Rethinking Machine Learning for Heterogeneous Treatment Effect Estimation
Repository URI
Repository DOI
Change log
Authors
Abstract
The need to estimate the causal effect that a treatment, policy or other intervention had on an outcome variable is a problem which ubiquitously appears in fields ranging from economics to marketing and medicine. Historically, population average effects have been the main estimand of interest, however, a growing focus on personalization has led to a recent surge in interest in using machine learning to enable heterogeneous treatment effect estimation and resulted in rapid expansion of the machine learning toolbox for this problem over the last decade. Because such effect estimates are often of interest in high-stakes environments, one needs to be sure that the best method from the ever-growing toolbox can be identified for a given application – however, this turns out to be much more difficult than in more standard machine learning problems. That is, in canonical supervised machine learning settings, choosing between different methods is relatively straightforward as their prediction performance can usually simply be evaluated against held-out labels on validation datasets. In the context of treatment effect estimation, however, there are no such labels because ground truth individualized treatment effects are never observed in practice – which substantially complicates the choice between available methods. Thus, the bottleneck for obtaining actionable personalized effect estimates in practice is no longer a lack in availability of good candidate estimators, but a lack of understanding when to use which of the many existing methods – and why.

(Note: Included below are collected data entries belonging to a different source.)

PR #1029, opened 2022-08-30
code cleanup

fberst:
- use of [[maybe_unused]]

### DIFF
--- a/src/Device/Driver/IMI/Protocol/Conversion.cpp
+++ b/src/Device/Driver/IMI/Protocol/Conversion.cpp
@@ -2,7 +2,7 @@
 Copyright_License {
 
   XCSoar Glide Computer - http://www.xcsoar.org/
-  Copyright (C) 2000-2021 The XCSoar Project
+  Copyright (C) 2000-2022 The XCSoar Project
   A detailed list of copyright holders can be found in the file "AUTHORS".
 
   This program is free software; you can redistribute it and/or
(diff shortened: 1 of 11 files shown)


src/Device/Driver/IMI/Protocol/Conversion.cpp
```diff
@@ -31,9 +31,9 @@ Copyright_License {
 #include <stringapiset.h>
 #endif
 
-#define IMI_SECONDS_IN_MINUTE       (60)
-#define IMI_SECONDS_IN_HOUR      (60*60)
-#define IMI_SECONDS_IN_DAY    (24*60*60)
+static constexpr int IMI_SECONDS_IN_MINUTE = 60;
+static constexpr int IMI_SECONDS_IN_HOUR = 60*60;
+static constexpr int IMI_SECONDS_IN_DAY = 24*60*60;
```
MaxKellermann, line 36: Wrong type. This shouldn't be signed.

MaxKellermann:
btw. next stop: finally enable `-Wunused` ;-)

fberst:
> btw. next stop: finally enable `-Wunused` ;-)

I will have a look at it :-)
Isn't this already enabled because it's included in -Wall?

MaxKellermann:
> I will have a look at it :-) Isn't this already enabled because it's included in -Wall?

Unfortunately not.
https://github.com/XCSoar/XCSoar/blob/dfeecc7390225abbdc90720e28fa933e22e7b82c/build/warnings.mk#L16-L17

src/Device/Driver/IMI/Protocol/Conversion.cpp
fberst: i changed the types to unsigned

groundhogxc:
I guess my comment would have been better put here:

Would it be possible to please combine all these basically identical (and fairly trivial) minor file changes into big combined commits with a common description? The commit list becomes extremely cluttered in this way, and it is cumbersome to find other things - and these particular commits and their comments are, while probably good and important, not extremely informative when reading the descriptions :-)

But thanks for your work either way!

MaxKellermann:
> Would it be possible to please combine all these basically identical (and fairly trivial) minor file changes into big combined commits with a common description?

Agree. Splitting into so many micro-commits is not useful.

fberst:
ok, i will combine the changes into bigger commits next time

PR #1033, opened 2022-08-31
finally enable -Wunused

fberst:
As suggested by max i worked on enabling the -Wunused compiler-option.

Not quite sure about this. Tell me if i should split it into more smaller commits.

### DIFF
--- a/build/warnings.mk
+++ b/build/warnings.mk
@@ -14,7 +14,6 @@ CXX_WARNINGS += -Wno-format-truncation
 endif
 
 # disable some warnings, we're not ready for them yet
-CXX_WARNINGS += -Wno-unused-parameter
 CXX_WARNINGS += -Wno-missing-field-initializers
 CXX_WARNINGS += -Wcast-align
 
--- a/src/Cloud/Main.cpp
+++ b/src/Cloud/Main.cpp
@@ -2,7 +2,7 @@
 Copyright_License {
 
   XCSoar Glide Computer - http://www.xcsoar.org/
-  Copyright (C) 2000-2021 The XCSoar Project
+  Copyright (C) 2000-2022 The XCSoar Project
   A detailed list of copyright holders can be found in the file "AUTHORS".
 
   This program is free software; you can redistribute it and/or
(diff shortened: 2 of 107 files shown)


MaxKellermann:
```
In file included from test/src/KeyCodeDumper.cpp:27:
test/src/Main.hpp:198:14: error: unused parameter 'argc' [-Werror,-Wunused-parameter]
int main(int argc, char **argv)
             ^
test/src/Main.hpp:198:27: error: unused parameter 'argv' [-Werror,-Wunused-parameter]
int main(int argc, char **argv)
                          ^
test/src/KeyCodeDumper.cpp:69:31: error: unused parameter 'p' [-Werror,-Wunused-parameter]
  bool OnMouseDown(PixelPoint p) override {
```
Lots of warnings remain.

fberst:
Build-Target and options? 
I compiled it for UNIX / ANDROID / PC / KOBO with DEBUG=y and it worked for me without errors

MaxKellermann:
Build target `everything` - I assume you omitted all those test/debug programs.

fberst:
> Build target `everything` - I assume you omitted all those test/debug programs.

Ok that makes sense, i didn't think about the test programs, i will go through these and fix this

MaxKellermann:
And: sometimes, it's less ugly to just remove the parameter name instead of adding `[[maybe_unused]]` (oh, how ugly is C++ ...)
That has a nice side effect; it enforces that the parameter is really not used (because there's no name it could be referred to).

fberst:
> And: sometimes, it's less ugly to just remove the parameter name instead of adding `[[maybe_unused]]` (oh, how ugly is C++ ...) That has a nice side effect; it enforces that the parameter is really not used (because there's no name it could be referred to).

that's the next step, after i identified and marked all those places in the code i can start removing some of these parameters

MaxKellermann:
No, not remove parameters; remove the parameter **name**.
```
void Foo(int unused_arg) {} // screams warning at you
void Foo([[maybe_unused]] int unused_arg) {} // ugly
void Foo(int) {} // not ugly, but why is this parameter here in the first place?
```
Of course, you can remove unused parameters; but sometimes, you cannot, e.g. for virtual overrides, or if the parameter is used in an `assert()`.

PR #1037, opened 2022-09-02
code cleanup

fberst:
- more pragma once 
- use of static constexpr instead of preprocessor macros
- remove of unused parameter

### DIFF
--- a/src/Engine/Airspace/AirspaceWarningManager.cpp
+++ b/src/Engine/Airspace/AirspaceWarningManager.cpp
@@ -1,7 +1,7 @@
 /* Copyright_License {
 
   XCSoar Glide Computer - http://www.xcsoar.org/
-  Copyright (C) 2000-2021 The XCSoar Project
+  Copyright (C) 2000-2022 The XCSoar Project
   A detailed list of copyright holders can be found in the file "AUTHORS".
 
   This program is free software; you can redistribute it and/or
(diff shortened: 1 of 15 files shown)


src/Atmosphere/CuSonde.cpp
```diff
@@ -38,10 +38,10 @@ Copyright_License {
  * @see http://en.wikipedia.org/wiki/Lapse_rate#Dry_adiabatic_lapse_rate
  * @see http://pds-atmospheres.nmsu.edu/education_and_outreach/encyclopedia/adiabatic_lapse_rate.htm
  */
-#define DALR -0.00974
+static constexpr float DALR = -0.00974;
```
MaxKellermann, line 41: Should both be `double`, not `float`

src/Engine/Airspace/AirspaceWarningManager.cpp
```diff
@@ -28,7 +28,7 @@
 #include "AirspaceAircraftPerformance.hpp"
 #include "Task/Stats/TaskStats.hpp"
 
-#define CRUISE_FILTER_FACT 0.5
+static constexpr float CRUISE_FILTER_FACT = 0.5;
```
MaxKellermann, line 31: Same here - `float` is wrong, `double` should be used. In this case, changing it to `double` has probably no effect, because 0.5 can be represented exactly with both types, but for other constants, it may be relevant if using `float` leads to truncation.

MaxKellermann:
Watch out for more `float` vs `double` problems - the advantage of macros is that the compiler can choose any type, while a `constexpr` variable may force the compiler to truncate the value. (That is probably the only "advantage" of macros. Good to get rid of them, but some care should be taken to get the types right.)

PR #1042, opened 2022-09-08
Water ballast synch between XCV and XCS in absolute ballast mode

### LINKED ISSUE #824: XCVario to XCSoar ballast synchronisation errors
Hardware 
XCvario firmware v21.1230-17
Huawei P30 lite Android v10.0.0.491 XCSoar v7.21
Bi-directional data exchange over BT using XCV drivers and protocol
Earlier versions of XCS exhibit problem.

Problem
This may relate to issue #807
Loaded into XCV, dry mass, pilot weight, and polar reference mass expressed as wing loading kg/m2
and in XCS Planes, Wing Area, Ref Mass and Dry mass (which is to include pilot according to manual).
With zero litres of ballast on both XCV and XCS when I open the flight setup page on XCS there is 42L that has been loaded,  Closing the flight setup page writes back 42l to XCV, opening the flight page again 81l is then loaded to XCS which is then written back to XCV and so this continues each time I open the flight setup page,116l then 148l and so on. Pressing the Dump button in XCS produces some very interesting results!!!
Changing ballast in XCS to zero or any other number, writes back that number to XCV but the addition process starts again when XCS Flight Setup is opened.
It is not possible to zero or synchronise the ballast between XCS and XCV when bi-directional data exchange is running. The only solution is disable the bi directional data exchange "Sync from device" with the loss of the QNH,MC and Bugs sync, 
Adjusting the dry mass and the pilot weight to equal the ref mass in XCV also overcomes the problem but at the expense of STF on the XCV.

My Observation for what its worth!
Looking at the Cambridge protocol which I think is used, in part, in the Xcvario protocol, calls for a ballast ratio made up of the total mass of the glider (dry mass, pilot, water) divided by the polar ref mass). In the case of my setup this is 1.27 with no ballast (water).
Monitoring the data stream from XCV I see the ballast variable is indeed  1.27. 
XCS seems to be treating any ratio over 1 as additional ballast. 
If I set the total mass equal to the ref mass in XCV, as suggested above, I get a ballast ratio of one on the data stream and the problem goes away, STF on XCV not withstanding.

iltis42:
**Brief summary of the changes**
----------------------------
Migrate fractional ballast exchange to absolute values in XCVario protocol

- Implement new fields for absolute values crew weight and empty mass for both directions and for ballast from device
- Migrate .xcp file extension appending into PlaneGlue to support resue of FileWrite() and avoid duplicate code
- Add backward compatible XCVario protocol version handling, now having a protocol version 2 running in absolute ballast mode
- Save plane file when as well when synchronized by external settings

**Related issues and discussions**
Closes #824 
#1017
https://github.com/iltis42/XCVario/issues/202


src/Dialogs/Plane/PlaneListDialog.cpp
```diff
@@ -234,9 +234,7 @@ PlaneListWidget::NewClicked()
       continue;
     }
 
-    StaticString<42> filename(plane.registration);
-    filename += _T(".xcp");
-
+    StaticString<42> filename( PlaneGlue::GetFileName(plane) );
```
MaxKellermann, line 237: Simpler:
```
  const auto filename = PlaneGlue::GetFileName(plane);
```
Using `auto` also allows changing the function's return type (e.g. larger buffer) without changing all the callers.

src/Dialogs/Plane/PlaneListDialog.cpp
```diff
@@ -279,8 +277,7 @@ PlaneListWidget::EditClicked()
       continue;
     }
 
-    StaticString<42> filename(plane.registration);
-    filename += _T(".xcp");
+    StaticString<42> filename( PlaneGlue::GetFileName(plane) );
```
MaxKellermann, line 280: `auto`

src/Plane/PlaneFileGlue.cpp
```diff
@@ -208,3 +210,21 @@ PlaneGlue::WriteFile(const Plane &plane, Path path)
   buffered.Flush();
   file.Commit();
 }
+
+StaticString<42>
+PlaneGlue::GetFileName(const Plane &plane)
```
MaxKellermann, line 215: Missing `noexcept`

src/Plane/PlaneFileGlue.cpp
```diff
@@ -208,3 +210,21 @@ PlaneGlue::WriteFile(const Plane &plane, Path path)
...
+{
+  StaticString<42> filename(plane.registration);
+  filename += _T(".xcp");
+  return(filename);
```
MaxKellermann, line 219: Superfluous parantheses

src/Plane/PlaneFileGlue.cpp
```diff
@@ -208,3 +210,21 @@ PlaneGlue::WriteFile(const Plane &plane, Path path)
...
+}
+
+// Simplified interface to write plane file including file extension handling
```
MaxKellermann, line 222: API documentation should be in doxygen-style comments in the header

src/Plane/PlaneFileGlue.cpp
```diff
@@ -208,3 +210,21 @@ PlaneGlue::WriteFile(const Plane &plane, Path path)
...
+void
+PlaneGlue::WriteFile(const Plane &plane)
+{
+  StaticString<42> filename( GetFileName(plane) );
+  const auto path = LocalPath( filename );
```
MaxKellermann, line 227: Simpler and more efficient:
```
  const auto path = LocalPath(GetFileName(plane));
```
This allows the compiler to generate code to free the stack space occupied by `GetFileName()` immediately after returning from `LocalPath()`.

src/Plane/PlaneFileGlue.cpp
```diff
@@ -208,3 +210,21 @@ PlaneGlue::WriteFile(const Plane &plane, Path path)
...
+  LogFormat(_T("WriteFile path:%s"), path.c_str() );
```
MaxKellermann, line 228: Useless logging call

src/Plane/PlaneFileGlue.hpp
```diff
@@ -37,5 +38,7 @@ namespace PlaneGlue
 /**
  * Throws exception on error.
  */
-void WriteFile(const Plane &plane, Path path);
+  void WriteFile(const Plane &plane, Path path);
```
MaxKellermann, line 41: Why change indentation?

src/Plane/PlaneFileGlue.hpp
```diff
@@ -37,5 +38,7 @@ namespace PlaneGlue
...
+  void WriteFile(const Plane &plane);
```
MaxKellermann, line 42: bad indent

src/Plane/PlaneFileGlue.hpp
```diff
@@ -37,5 +38,7 @@ namespace PlaneGlue
...
+  StaticString<42> GetFileName(const Plane &plane);
```
MaxKellermann, line 43: Add `[[gnu::pure]]` and `noexcept` to allow more compiler optimizations

src/Blackboard/DeviceBlackboard.cpp
```diff
@@ -257,6 +257,22 @@ DeviceBlackboard::Merge()
   }
 }
 
+void
+DeviceBlackboard::SetCrewWeight(double weight,
+                  OperationEnvironment &env)
```
MaxKellermann, line 262: Bad indent

src/Blackboard/DeviceBlackboard.cpp
```diff
@@ -257,6 +257,22 @@ DeviceBlackboard::Merge()
...
+{
+  if (devices != nullptr)
+     devices->PutCrewWeight(weight, env);
+}
+
+void
+DeviceBlackboard::SetEmptyMass(double weight,
+                   OperationEnvironment &env)
```
MaxKellermann, line 270: Bad indent

src/Blackboard/DeviceBlackboard.hpp
```diff
@@ -165,6 +165,10 @@ class DeviceBlackboard
 
   void SetBallast(double fraction, double overload,
                   OperationEnvironment &env);
+  void SetCrewWeight(double weight,
+                    OperationEnvironment &env);
```
MaxKellermann, line 169: Bad indent

src/Device/Descriptor.cpp
```diff
@@ -957,6 +957,59 @@ DeviceDescriptor::PutBallast(double fraction, double overload,
   return true;
 }
 
+bool
+DeviceDescriptor::PutCrewWeight(double weight,
+                             OperationEnvironment &env) noexcept
+{
+  assert(InMainThread());
+
+  if (device == nullptr || !config.sync_to_device )
```
MaxKellermann, line 966: Stray space before the `)`

src/Device/Driver.hpp
```diff
@@ -101,6 +101,24 @@ class Device {
   virtual bool PutBallast(double fraction, double overload,
                           OperationEnvironment &env) = 0;
 
+  /**
+    * Send the new crew weight value to the device.
+    *
+    * @param total weight in kg of all crew members
```
MaxKellermann, line 107: kilogram is not a weight unit, but a mass unit. The unit of weight would be Newton.

src/Device/Driver.hpp
```diff
@@ -101,6 +101,24 @@ class Device {
...
+    * @return true on success
+    */
+  virtual bool PutCrewWeight(double weight,
+                   OperationEnvironment &env) = 0;
```
MaxKellermann, line 111: Bad indent

src/Device/Driver.hpp
```diff
@@ -101,6 +101,24 @@ class Device {
...
+
+  /**
+      * Send the new empty mass value of the glider to the device.
+      *
+      * @param empty mass in kg of the glider
+      * @return true on success
+      */
```
MaxKellermann, line 118: Baaaaaad indent

src/Device/Driver.hpp
```diff
@@ -101,6 +101,24 @@ class Device {
...
+   virtual bool PutEmptyMass(double weight,
```
MaxKellermann, line 119: PutEmpty**Mass** but the parameter is called **weight**??

src/Device/Driver/XCVario.cpp
```diff
@@ -31,6 +31,7 @@ Copyright_License {
 #include "NMEA/InputLine.hpp"
 #include "util/Clamp.hpp"
 #include "Atmosphere/Pressure.hpp"
+#include "LogFile.hpp"
```
MaxKellermann, line 34: Please ... no more useless log messages.

src/Device/Driver/XCVario.cpp
```diff
@@ -144,6 +153,35 @@ PXCV(NMEAInputLine &line, NMEAInfo &info)
   return true;
 }
 
+bool
+XVCDevice::XCV(NMEAInputLine &line, NMEAInfo &info)
+{
+  double value;
+  char topic[16];
+  line.Read(topic, 16);
+  if( StringIsEqual( topic, "crew-weight") ){
```
MaxKellermann, line 188: Bad coding style

src/Device/Driver/XCVario.cpp
```diff
@@ -206,6 +244,48 @@ XVCDevice::PutBallast(double fraction, [[maybe_unused]] double overload,
   return true;
 }
 
+bool
+XVCDevice::SentNMEAItem(const char *which, int value, OperationEnvironment &env)
+{
+  /* the new xcs protocol for various int items e.g. with absolute weights or protocol version incluing the NMEA checksum */
+  static constexpr auto timeout = std::chrono::seconds(2);
+  char line[32];
+  sprintf(line,"xcs,%s,%d", which, value );
```
MaxKellermann, line 328: Bad coding style

src/Device/Driver/XCVario.cpp
```diff
@@ -206,6 +244,48 @@ XVCDevice::PutBallast(double fraction, [[maybe_unused]] double overload,
...
+  LogFormat("sendNMEAItem: !%s%s", line, checksum );
+  return true;
+}
+
+bool
+XVCDevice::PutCrewWeight(double weight,
+                         OperationEnvironment &env)
+{
+  if( protocol_version == XCV_VERSION_2 ) {
+    return( SentNMEAItem( "crew-weight", iround(weight), env ) );
```
MaxKellermann, line 343: Bad coding style

src/Device/Driver/XCVario.cpp
```diff
@@ -206,6 +244,48 @@ XVCDevice::PutBallast(double fraction, [[maybe_unused]] double overload,
...
+  }
+  return true;
+}
+
+bool
+XVCDevice::PutEmptyMass(double weight,
+                        OperationEnvironment &env)
+{
+  if( protocol_version == XCV_VERSION_2 ) {
+    return( SentNMEAItem( "empty-weight", iround(weight), env ) );
```
MaxKellermann, line 353: Bad coding style

src/Device/Driver/XCVario.cpp
```diff
@@ -206,6 +244,48 @@ XVCDevice::PutBallast(double fraction, [[maybe_unused]] double overload,
...
+  }
+  return true;
+}
+
+bool XVCDevice::PutProtocolVersion( int version,
+                         OperationEnvironment &env )
+{
+  return( SentNMEAItem( "version", version, env ) );
```
MaxKellermann, line 361: Bad coding style

src/Device/Driver/XCVario.cpp
```diff
@@ -206,6 +244,48 @@ XVCDevice::PutBallast(double fraction, [[maybe_unused]] double overload,
...
+XVCDevice::PutEmptyMass(double weight,
+                        OperationEnvironment &env)
+{
+  if( protocol_version == XCV_VERSION_2 ) {
+    return( SentNMEAItem( "empty-weight", iround(weight), env ) );
+  }
+  return true;
+}
+
+bool XVCDevice::PutProtocolVersion( int version,
```
MaxKellermann, line 358: Bad coding style

src/Device/Driver/XCVario.cpp
```diff
@@ -206,6 +244,48 @@ XVCDevice::PutBallast(double fraction, [[maybe_unused]] double overload,
...
+                         OperationEnvironment &env )
```
MaxKellermann, line 359: Bad indent

src/NMEA/ExternalSettings.cpp
```diff
@@ -22,6 +22,7 @@ Copyright_License {
 */
 
 #include "ExternalSettings.hpp"
+#include "LogFile.hpp"
```
MaxKellermann, line 25: No no, don't add useless log messages everywhere!

src/Device/Driver/XCVario.cpp
```diff
@@ -177,42 +203,91 @@ XVCDevice::XCV(NMEAInputLine &line, NMEAInfo &info)
...
+      protocol_version = std::min( int(value), XCV_VERSION_2 );  // switch protocol version to the minimum version both can do
+    }
+  }
   else{
     LogFormat("Unknown XCV message element received: %s", topic );
   }
   return true;
 }
+
+void XVCDevice::LinkTimeout()
```
MaxKellermann, line 218: Bad coding style

src/Device/Driver/XCVario.cpp
```diff
@@ -177,42 +203,91 @@ XVCDevice::XCV(NMEAInputLine &line, NMEAInfo &info)
...
+{
+  protocol_version = XCV_VERSION_UNKNOWN;
+  link_timer = 5;
+  nmea_channel_up = false;
+  nmea_enable = false;
+  LogFormat("LinkTimeout, set protocol version to %d", XCV_VERSION_UNKNOWN);
+}
+
+
+bool XVCDevice::EnableNMEA([[maybe_unused]] OperationEnvironment &env)
```
MaxKellermann, line 228: Bad coding style

src/Device/Driver/XCVario.cpp
```diff
@@ -32,8 +32,13 @@ Copyright_License {
 #include "util/Clamp.hpp"
 #include "Atmosphere/Pressure.hpp"
 #include "LogFile.hpp"
+#include "Operation/Operation.hpp"
```
MaxKellermann, line 35: Why include this header?

src/Device/Driver/XCVario.cpp
```diff
@@ -42,28 +47,42 @@ class XVCDevice : public AbstractDevice {
...
+  void LinkTimeout() override;
+
   bool PutCrewWeight(double weight, OperationEnvironment &env) override;
   bool PutEmptyMass(double weight, OperationEnvironment &env) override;
   bool SentNMEAItem( const char *which, int value, OperationEnvironment &env );
+
+
+private:
+  int protocol_version = XCV_VERSION_UNKNOWN;
+  int link_timer = 5;
```
MaxKellermann, line 65: This looks like you implemented a timeout detection inside this driver, but there is already `OnLinkTimeout()`, which you also use. Don't add unnecessary complexity to the driver.

src/Device/Driver/XCVario.cpp
```diff
@@ -42,28 +47,42 @@ class XVCDevice : public AbstractDevice {
...
+  bool nmea_enable = false;
```
MaxKellermann, line 66: Fields should be documented

src/ApplyExternalSettings.cpp
```diff
@@ -83,11 +82,11 @@ EmptyMassProcessTimer()
   static Validity last_empty_mass_validity;
   const NMEAInfo &basic = CommonInterface::Basic();
   PolarSettings &polar(CommonInterface::SetComputerSettings().polar);
-  Plane &plane( CommonInterface::SetComputerSettings().plane );
   if( basic.settings.empty_mass_available.Modified( last_empty_mass_validity ) ){
+    Plane &plane( CommonInterface::SetComputerSettings().plane );
     polar.glide_polar_task.SetEmptyMass(basic.settings.empty_mass);
     plane.empty_mass = basic.settings.empty_mass;
-    LogFormat("External Settings new empty mass %f", basic.settings.empty_mass );
+    PlaneGlue::WriteFile( plane );
```
MaxKellermann, line 89: Should we really rewrite the whole plane file every time the vario decides to send a new value? What if a different vario repeats the (unmodified) value every second?

MaxKellermann (changes requested):
Lots of bad coding style.
Your commit messages are long enough, but should start with a single line a la "Subsystem: brief summary", followed by an empty line, and then your long commit message. The list of commits looks very confusing if you start it with a half-sentence.

MaxKellermann:
btw. this PR does much more than just water ballast sync. For example, the whole plane mass feature - which triggers a rewrite of the plane file - requires some more thought.
It would have been simpler to merge this if you had just done the water ballast first, but now it's already an entangled big PR with everything.
Next time, don't do everything at once. It makes everything harder for everybody, including you.

iltis42:
> btw. this PR does much more than just water ballast sync. For example, the whole plane mass feature - which triggers a rewrite of the plane file - requires some more thought. It would have been simpler to merge this if you had just done the water ballast first, but now it's already an entangled big PR with everything. Next time, don't do everything at once. It makes everything harder for everybody, including you.

Thanks for the comprehensive comments! 
The coding and documentation issues are all accepted, will work in everything in the next iteration, except the "timeout" story that is actually not a link timeout, actually LinkTimeout() is implemented either, see the override here: 
https://github.com/XCSoar/XCSoar/blob/689791df51bb50ee47ea12be96f81a452cc3b0c5/src/Device/Driver/XCVario.cpp#L218 , but a timeout on application layer to detect explicitly the link is taking $PXCV protocol, as devices might have this NMEA sentences sending (and taking XCVario protocol) stopped for some reason e.g. igc file upload or by explicit by setup (to another protocol), so we need this supervision mechanism on top of the link state to start protocol negotiation, or decide this is legacy protocol version 1. 

And yes, you are right, while altering the plane and crew masses will trigger the issue from #824, alone the exchange of ballast as an absolute value will fix the trouble. So i plan in the next iteration to drop all masses except ballast from this PR. 

Then in a second PR, we may cover crew/plane masses, as the most volatile part of the plane thinking of altering crew's or a FES glider flying with or without battery, so empty mass that should not be mixed up with ballast as this cannot be dumped. Mostly wing area and polar data can be considered as static, but only for the same wingspan, extension's and winglets may or may not get attached to the same plane, so exchange is also desired.

So we are thinking about a third PR to cover exchange of all data from the plane, such as polar data, wing area, name of plane, etc, and in a first iteration this might just go down to the device as it makes more sense, when XCSoar and the device is connected, to the current plane selected in the device. Reason: XCSoar offers a large library and and good overview and the ease of entering lots of data on a touch-screen compared to enter this with just rotary and a push button on the device, users might only want to manage this in XCSoar, and not in the device. If we decide in that XCSoar is the master, altering data in the current plane file of XCSoar might be not be desired.

src/Dialogs/Plane/PlaneDetailsDialog.cpp
```diff
@@ -165,6 +169,10 @@ PlaneEditWidget::Save(bool &_changed) noexcept
   changed |= SaveValue(MAX_SPEED, UnitGroup::HORIZONTAL_SPEED,
                        plane.max_speed);
 
+  if( device_blackboard != NULL ){
+       MessageOperationEnvironment env;
+       device_blackboard->SetEmptyMass(plane.empty_mass, env);
```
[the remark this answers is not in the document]
iltis42: Yup, we need to sent this on Activate either.

src/NMEA/ExternalSettings.cpp
iltis42: All logs removed, except one when a wrong protocol element is received.

src/Device/Driver/XCVario.cpp
```diff
@@ -42,28 +47,42 @@ class XVCDevice : public AbstractDevice {
...
+  bool nmea_channel_up = false;
```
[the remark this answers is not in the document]
iltis42: moved

src/Device/Driver/XCVario.cpp
iltis42: not clear about the issue here

src/Device/Driver/XCVario.cpp
iltis42: The Timer callback needs a null environment, in order to declare this.

src/Device/Driver/XCVario.cpp
iltis42: its actually an application layer XCV protocol supervision and on top of the LinkTimeout()

src/Device/Driver/XCVario.cpp
iltis42: done

src/ApplyExternalSettings.cpp
iltis42: to be discussed in the next PR, plane masses are removed for now

src/Dialogs/Plane/PlaneDetailsDialog.cpp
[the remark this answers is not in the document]
iltis42: For now plane masses are removed from this PR

src/Device/Driver/XCVario.cpp
iltis42: fixed

src/Device/Driver/XCVario.cpp
iltis42: stray space removed after (

src/Device/Driver/XCVario.cpp
iltis42: stray spaces removed

src/Device/Driver/XCVario.cpp
iltis42: stray spaces removed

src/Device/Driver/XCVario.cpp
iltis42: stray spaces removed

src/Device/Driver/XCVario.cpp
iltis42: stray space removed

src/Device/Driver/XCVario.cpp
iltis42: stray spaces removed and repetition of constant

src/Device/Driver/XCVario.cpp
iltis42: just only one log in an error condition

src/Device/Driver/XCVario.cpp
```diff
@@ -177,42 +203,91 @@ XVCDevice::XCV(NMEAInputLine &line, NMEAInfo &info)
       info.settings.ProvideBallastLitres( value, info.clock );
     }
   }
+  else if( StringIsEqual( topic, "version") ){
```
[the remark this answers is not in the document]
iltis42: stray spaces removed

src/Device/Driver/XCVario.cpp
iltis42: stray newline removed

src/Device/Driver.hpp
iltis42: will be renamed in plane masses PR

src/Device/Driver.hpp
iltis42: yup, to be fixed in next PR for plane masses

src/Device/Driver.hpp
iltis42: fixed

src/Device/Descriptor.cpp
iltis42: will be fixed in plane masses PR

src/Plane/PlaneFileGlue.hpp
iltis42: aligned to the scope of this function with one indent

src/Dialogs/Plane/PlaneListDialog.cpp
iltis42: to be done in PR for plane masses

src/Dialogs/Plane/PlaneListDialog.cpp
iltis42: to be done in PR for plane masses

src/Plane/PlaneFileGlue.cpp
iltis42: to be done in PR for plane masses

src/Plane/PlaneFileGlue.cpp
iltis42: will be removed in PR for plane masses

src/Plane/PlaneFileGlue.cpp
iltis42: to be added in PR for plane masses

src/Plane/PlaneFileGlue.cpp
iltis42: Sure, will be changed in PR for plane masses

src/Plane/PlaneFileGlue.cpp
iltis42: Used during test, will be removed in PR for plane masses

src/Plane/PlaneFileGlue.hpp
iltis42: Sure, to be aligned in PR for plane masses

src/Blackboard/DeviceBlackboard.cpp
iltis42: to be aligned in PR for plane masses

src/Blackboard/DeviceBlackboard.hpp
iltis42: to be aligned in PR for plane masses

src/Device/Driver.hpp
iltis42: weight needs to be replaced by mass in PR for plane masses

src/Blackboard/DeviceBlackboard.cpp
iltis42: to be aligned in PR for plane masses

src/Device/Driver/XCVario.cpp
MaxKellermann: This is bad, because it means that `OnSysTicker()` can block, but it must not. By abusing a `NullOperationEnvironment`, you escape the protection against this mistake I built into the API.

src/Device/Driver/XCVario.cpp
MaxKellermann: I don't understand. This needs further explanation.

iltis42: Once the link comes up, XCVario protocol needs further negotiation on application layer what protocol to run. To be backward compatible with older device SW, there is protocol number negotiation between XCS and the XCV device, and until this hasn't been finished, we can't clearly go into full operation, so there is a second decision on top of the link status below on application layer to decide about this. Older devices might not answer the protocol version query, so after the link is up and if within a timeout of 5 seconds there is no answer, XCS will run in legacy mode with fractional ballasts. And until then, as long as the protocol version is unknown, any sending of NMEA except protocol version negotiation, must not take place.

With the ultimate goal of providing new fundamental insights into heterogeneous treatment effect estimation as a machine learning problem, this thesis therefore aims to build deeper understanding of the machine learning challenges inherent to different classes of effect estimation problems through theoretical and empirical studies. We investigate the success- and failure modes of different approaches to affect estimation, model evaluation and model selection in this context, and provide new methodology that fills identified gaps where necessary. At a higher level, we also use the discovered insights to reevaluate the research priorities that have been set in the machine learning literature on the topic thus far and investigate important problem characteristics and research directions that have been relatively understudied.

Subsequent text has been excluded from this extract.